Whenever I research a topic, I like to go back to the basics. So what does negotiation mean exactly? According to the dictionary, negotiation is: mutual discussion and arrangement of the terms of a transaction or agreement.
Seems pretty simple, right? Both parties talk and find common ground.
In vanilla (non BDSM) relationships, this process is often lumped in the 'getting to know you' category. But should it be?
Negotiation is one concept where I feel those that practice BDSM tend to get it right more than those in more conventional relationships. Because of the exaggerated dynamics that can usually be found in BDSM relationships, expectations are clearly laid out and discussed in most cases. What does each party want out of the relationship? Do they desire something long term or short term? What are eaches hard limits (things they are not willing to do). What do they want to try, experience?

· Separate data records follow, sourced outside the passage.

PR #1150, opened 2020-01-10
Update all of the JS packages that we can

mozbhearsum:
This updates nearly all of the Javascript dependencies. The only thing held back was @date-io/date-fns, due to https://github.com/mui-org/material-ui-pickers/issues/1440.

Unfortunately, the React upgrade has broken `react-virtualized`'s `scrollToPosition` function, which appears to be a known issue (https://github.com/bvaughn/react-virtualized/issues/1226, https://github.com/bvaughn/react-virtualized/issues/1179#issuecomment-572854217). I _think_ it's probably better to live with this regression for now than to keep React out of date.

Other notable changes here:
* Disable `prop-spreading` and `exhaustive-deps` eslint rules due to our extensive use of them. I'm open to re-enabling them if that's preferable.
* Use SSL for the local web server.

PR #1266, opened 2020-04-01
Add support for new releases API in UI

mozbhearsum:
This patch adds support for the new V2 Releases API in the UI. While the V1 API still exists, we have to support both, so I've forked and branched code where necessary to do that. The V1 API is expected to be removed after we've migrated all old data to the new API (the new API uses new tables, so the two APIs return different sets of data).

The most notable parts of this are:
* The new API is backed by a datastore that spreads data across multiple database tables, and writes history to multiple places (on per part of the Release). For the UI, this only affects history fetching/display. I've created a new `ListReleaseRevisionsV2` view to cope with this.part of a Release, and diffs those against the 
* The new API is simpler (I hope), and unifies direct and scheduled change modifications into a single endpoint. Because this API is so different, I also created a new `ReleaseV2` view rather than try to support both in the existing view.
* New Releases will always be created with the V2 API.
* I think there's a race or dependency issue in `ListReleaseRevisionsV2`, but I haven't been able to get to the bottom of it. It results in incorrect diffs being shown sometimes. I was hoping you may be able to spot something obvious that I've missed in the relevant `useEffect`.

This patch is built on #1265, which has a few additional API changes not on master that are needed to support the UI. For the purposes of this review, they can be ignored. I'll rebase this once that lands.


helfi92:
Planning to review this sometime this week.

ui/src/views/Rules/ListRules/index.jsx
```diff
@@ -958,24 +961,39 @@ function ListRules(props) {
...
+            setDrawerState({
+              ...drawerState,
+              open: true,
+              item,
+            });
+          });
+        }
       });
     }
   }, [drawerReleaseName]);
```
helfi92, line 999: STR:

1. Navigate to https://localhost:9000/rules while being logged out
2. Click the "Disable Updates" speed dial button
3. Open the developer tools and see error: `TypeError: productChannelQueries is null`

ui/src/views/Releases/routes.js
```diff
@@ -11,17 +16,28 @@ const ListReleaseRevisions = lazy(() =>
 const Release = lazy(() =>
   import(/* webpackChunkName: 'Releases.Release' */ './Release')
 );
+const ReleaseV2 = lazy(() =>
+  import(/* webpackChunkName: 'Releases.Release' */ './ReleaseV2')
```
helfi92, line 20:
```suggestion
  import(/* webpackChunkName: 'Releases.ReleaseV2' */ './ReleaseV2')
```

ui/src/views/Releases/routes.js
```diff
@@ -3,6 +3,11 @@ import lazy from '../../utils/lazy';
 const ListReleases = lazy(() =>
   import(/* webpackChunkName: 'Releases.ListReleases' */ './ListReleases')
 );
+const ListReleaseRevisionsV2 = lazy(() =>
+  import(
+    /* webpackChunkName: 'Releases.ListReleaseRevisions' */ './ListReleaseRevisionsV2'
```
helfi92, line 8:
```suggestion
    /* webpackChunkName: 'Releases.ListReleaseRevisionsV2' */ './ListReleaseRevisionsV2'
```

ui/src/views/Releases/ReleaseV2/index.jsx
```diff
@@ -0,0 +1,346 @@
...
+            )}
+          </Fragment>
+          <Snackbar onClose={handleSnackbarClose} {...snackbarState} />
+        </Fragment>
+      )}
+    </Dashboard>
+  );
+}
+
+export default withUser(ReleaseV2);
```
helfi92, line 346: Will this be renamed to `Releases/Release/index.jsx` once v2 is stable? Also, do we know how long before that would happen? Should we delete the content of `Releases/Release/index.jsx` if it's no longer used?

ui/src/views/Releases/ListReleases/index.jsx
```diff
@@ -533,18 +653,33 @@ function ListReleases(props) {
...
-      ...drawerState,
-      item: {
-        firstRelease: result.data.data,
-        secondRelease: release.scheduledChange.data,
-        firstFilename: `Data Version: ${release.data_version}`,
-        secondFilename: 'Scheduled Change',
-      },
-      open: true,
-    });
+    if (release.api_version === 1) {
```
helfi92, line 656: In one of the `useEffect` methods in `ListRules/index.jsx` we make a request to the v2 endpoint and if there is an error, we fallback to v1. Would it make sense to check the version first before firing up the request?

ui/src/views/Releases/ListReleases/index.jsx
```diff
@@ -337,11 +431,19 @@ function ListReleases(props) {
...
+            ret.read_only = !r.read_only;
+            ret.data_version = result.new_data_version;
+          }
+        } else if (result['.'].sc_id) {
+          ret.scheduledChange = buildScheduledChangeV2(ret, [result['.']]);
+          ret.scheduledChange.read_only = !r.read_only;
         } else {
           ret.read_only = !r.read_only;
-          ret.data_version = result.new_data_version;
+          ret.data_version = result['.'];
```
helfi92, line 446: What does a property field `.` mean?

mozbhearsum:
>  together affects readability a bit but I understand that this is a temporary thing. When can we expect v1 to be fully migrated to v2?

The plan is sometime in Q2. It's possible it may be a bit longer than that - but definitely this year.

> > I think there's a race or dependency issue in ListReleaseRevisionsV2, but I haven't been able to get to the bottom of it. It results in incorrect diffs being shown sometimes. I was hoping you may be able to spot something obvious that I've missed in the relevant useEffect.
> 
> Any chance you could give me some STR to replicate?

I can; you'll need to set up your own GCS buckets and write some data though. If you'd prefer, I can set up a public facing instance with everything needed.

ui/src/views/Rules/ListRules/index.jsx
mozbhearsum: Hm, we shouldn't be showing this button if you're logged out. I'm not sure if that's a new issue or not, but it's easy enough to fix here.

ui/src/views/Releases/ReleaseV2/index.jsx
mozbhearsum: Yeah, I'm going to remove all of the `V2` references after `V1` Release stuff goes away.

And yes! We can kill `Releases/Release/index.jsx` already.

ui/src/views/Releases/ListReleases/index.jsx
mozbhearsum: I believe you're talking about https://github.com/mozilla-releng/balrog/blob/012237085dee260f85da7192389088c82c41d445/ui/src/views/Rules/ListRules/index.jsx#L963? I could go either way on that -- checking the version first would require querying the list of releases for both API versions, which is data that is otherwise unused on that view.

ui/src/views/Releases/ListReleases/index.jsx
mozbhearsum: Ah, the new API returns responses that have either data versions or scheduled change information for 1 or more parts of the Release. `.` refers to the top level of the Release. Perhaps this should be a constant?

mozbhearsum:
I ended up setting up https://23.236.56.207:9000/ for you to play with. Unfortunately, I can't repro the race yet...which leads me to think it's only happening on my laptop because it's quite slow in comparsion.

ui/src/views/Releases/ListReleases/index.jsx
helfi92: Sure, I think that works. A descriptive field name would be more readable than a dot :)

ui/src/views/Releases/ListReleases/index.jsx
helfi92: Should be okay the way it is right now.

ui/src/views/Releases/ReleaseV2/index.jsx
helfi92: Awesome. Thanks for clarifying.

ui/src/views/Rules/ListRules/index.jsx
helfi92: Sounds good. It's possible that it was from before. Disabling it when logged out makes sense to me.

ui/src/views/Releases/ListReleaseRevisionsV2/index.jsx
```diff
@@ -0,0 +1,258 @@
...
+        axios.get(latestRevision.data_url).then(result => {
+          // FIXME: sometimes the page doesn't rerender the diff after this
+          // for some reason...
+          // I think there's some sort of race condition, or issue with the
+          // depedencies on this useEffect.
+          setRightRevisionData(result.data || {});
+        });
+      }
+    }
+  }, [leftRadioCheckedIndex, fetchedRevisions.data]);
```
helfi92, line 156: `olderRevisions`, `latestRevisions` are variables defined outside `useEffect` but are not listed in the list of dependencies in `useEffect`. Maybe that would fix the issue you were seeing?

mozbhearsum: I'll give that a shot!

ui/src/views/Rules/ListRules/index.jsx
mozbhearsum: I wasn't able to reproduce this myself, but there's clearly an unguarded access of `productChannelQueries` in this file, which I'm fixing.

mozbhearsum: Looks like this was actually caused by an invalid use of `SpeedDialAction` -- `disabled` needs to be in `FabProps`, not its own attribute. Looks like this one was missed during #1150.

ui/src/views/Releases/ListReleaseRevisionsV2/index.jsx
mozbhearsum: That was definitely part of the problem. After some further digging, I think this is actually caused by `DiffRelease`. Specifically, anytime any of the dependencies in https://github.com/mozilla-releng/balrog/blob/master/ui/src/components/DiffRelease/index.jsx#L87 change, it fires a new worker. When I change the left radio button, I see 3 workers run (one for `firstFilename`, one for `firstRelease`, and one for `secondRelease`) - and the final one ends up winning.

I'm guessing that we're getting a rerender of that component each time one of these changes, although I'm not sure how to prevent that.

helfi92: What do you think about the following. I think it might prevent the rerendering.

```diff
diff --git a/ui/src/components/DiffRelease/diff.worker.js b/ui/src/components/DiffRelease/diff.worker.js
index 4192ce8c..59e2fbbc 100644
--- a/ui/src/components/DiffRelease/diff.worker.js
+++ b/ui/src/components/DiffRelease/diff.worker.js
@@ -2,14 +2,12 @@ import { createTwoFilesPatch } from 'diff';
 
 onmessage = e => {
   const [
-    firstFilename,
-    secondFilename,
     firstReleaseString,
     secondReleaseString,
   ] = e.data;
   const releaseDiff = createTwoFilesPatch(
-    firstFilename,
-    secondFilename,
+    'Revision (left)',
+    'Revision (right)',
     firstReleaseString,
     secondReleaseString
   );
diff --git a/ui/src/components/DiffRelease/index.jsx b/ui/src/components/DiffRelease/index.jsx
index 7eb4ec47..dc3de26b 100644
--- a/ui/src/components/DiffRelease/index.jsx
+++ b/ui/src/components/DiffRelease/index.jsx
@@ -49,8 +49,6 @@ function DiffRelease(props) {
   const {
     firstRelease,
     secondRelease,
-    firstFilename,
-    secondFilename,
     className,
   } = props;
   const classes = useStyles();
@@ -79,12 +77,10 @@ function DiffRelease(props) {
 
   useEffect(() => {
     diffWorker.postMessage([
-      firstFilename,
-      secondFilename,
       JSON.stringify(deepSortObject(firstRelease), null, 2),
       JSON.stringify(deepSortObject(secondRelease), null, 2),
     ]);
-  }, [firstFilename, secondFilename, firstRelease, secondRelease]);
+  }, [firstRelease, secondRelease]);
 
   const handleRowRender = ({ index, key, style }) => {
     const line = releaseLinesDiff[index];
@@ -139,8 +135,6 @@ function DiffRelease(props) {
 DiffRelease.propTypes = {
   firstRelease: object.isRequired,
   secondRelease: object.isRequired,
-  firstFilename: string.isRequired,
-  secondFilename: string.isRequired,
   className: string,
 };
```

mozbhearsum: Hmmmm, I think that will help but it may not entirely fix the issue? We'll still get two renders, because `firstRelease` and `secondRelease` may both change, so if the first worker finishes after the second one, that will be wrong. I could be misunderstanding though.

helfi92: Ah, I think I misunderstood the issue. Correct me if I'm wrong, but you're looking for a way to not use the result of the worker if that diff belongs to a different pair of releases. If that's what you want to do, then maybe (let me know if it helps) we could either:
* add a cleanup function to useEffect that would terminate any ongoing worker before that useEffect runs again. (preferred)

```jsx
useEffect(() => {
 // ...
 return function cleanup() {
    diffWorker.terminate();
  };
});
```

* append another property (e.g., revision date) to the worker result and then check that it belongs to what the user selected and if it matches.

mozbhearsum: I didn't know about cleanup functions - that's really cool! I suspect there may be a tiny possibility of a race condition still (if it completes before the termination does), but it'll probably be perfectly fine for our use case, especially since I've been unable to repro anywhere but my laptop.

Thanks!

mozbhearsum: After some additional reading, I think I'm wrong about the race condition.

mozbhearsum:
The test failure from the most recent push is a known intermittent. I think this is ready to go now, @helfi92?

ui/src/views/Releases/ListReleaseRevisions/index.jsx
```diff
@@ -64,7 +64,7 @@ function ListReleaseRevisions(props) {
 
   useEffect(() => {
     if (fetchedRelease.data) {
-      fetchRevisions(releaseName, fetchedRelease.data.data.product);
+      fetchRevisions(releaseName, 1);
```
helfi92, line 67: I assume this was intentional but just in case, doesn't hurt to bring it up :)

mozbhearsum: Yup. The interface to `getRevisions` now requires the api version to be passed, and doesn't need product: https://github.com/mozilla-releng/balrog/blob/5324a2fb49e0e650ca1e2fe26785449a87a2df6f/ui/src/services/releases.js#L40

In vanilla relationships this can be anything from getting married to children to career goals for each partner. These same things are often on the negotiating table of a BDSM relationship as well, but it goes a step farther than that. Not many vanilla couples I know talk about their expectations of each other in the bedroom. Many times, sex is allowed to develop 'naturally'. The problem with this, however, is that the partners can't read each other's minds.
How about you? How do you and your partner address new facets to your relationship? Do you have a specific time and place for discussion? Do you have a contract that lays everything out?